Arnold Toynbee was born into an upper-middle-class family. He attended Balliol College, Oxford, and from 1912 to 1915 he was a fellow and tutor in classics. During World War I he served in the Political Intelligence Department of the War Office, where, among other duties, he edited accounts of atrocities. In 1919 he was a member of the Middle Eastern section of the British delegation to the Paris Peace Conference.
He was Koraes professor of Byzantine and modern Greek language, literature, and history at London University from 1919 to 1924. From 1925 until he retired in 1955 he was director of studies in the Royal Institute of International Affairs and professor of international history at London University. He directed the Research Department at the Foreign Office from 1943 until 1946, when he attended the Paris Peace Conference as a British delegate.

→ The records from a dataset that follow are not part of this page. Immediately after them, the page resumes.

PR #16, opened 2017-03-20
Add Cedar Crest College scraper

jodizzle:
https://my.cedarcrest.edu/ics/staticpages/syllabilist.aspx

Single option form.  Straightforward.

There were some 404's when trying to download files during testing, but I believe those are from actual missing files on the server and not errors in the requests.

### DIFF
--- a/osp_scraper/spiders/cedarcrest.py
+++ b/osp_scraper/spiders/cedarcrest.py
@@ -1,0 +1,46 @@
+# -*- coding: utf-8 -*-
+
+import scrapy
+
+from ..spiders.CustomSpider import CustomSpider
+
+class CedarCrestSpider(CustomSpider):
+    name = "cedarcrest"
+    allowed_domains = ["cedarcrest.edu"]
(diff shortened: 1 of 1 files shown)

The horror of World War I turned Toynbee's conception of his lifework away from the narrow national scholarship in which he had been trained. Struck with parallels between Greco-Roman civilization and his own time, he projected in 1921 a comparative and comprehensive study of the world's civilizations. But between 1921 and 1934, when the first three volumes of the massive Study of History appeared, Toynbee wrote more than 140 articles and books, mostly in the orthodox tradition which he had decided to transcend. These included The Western Question in Greece and Turkey (1922), Greek Historical Thought (1924), Greek Civilisation and Character (1924), the carefully documented Survey of International Affairs (1923-1927), and A Journey to China (1931); furthermore, he edited British Commonwealth Relations (1934).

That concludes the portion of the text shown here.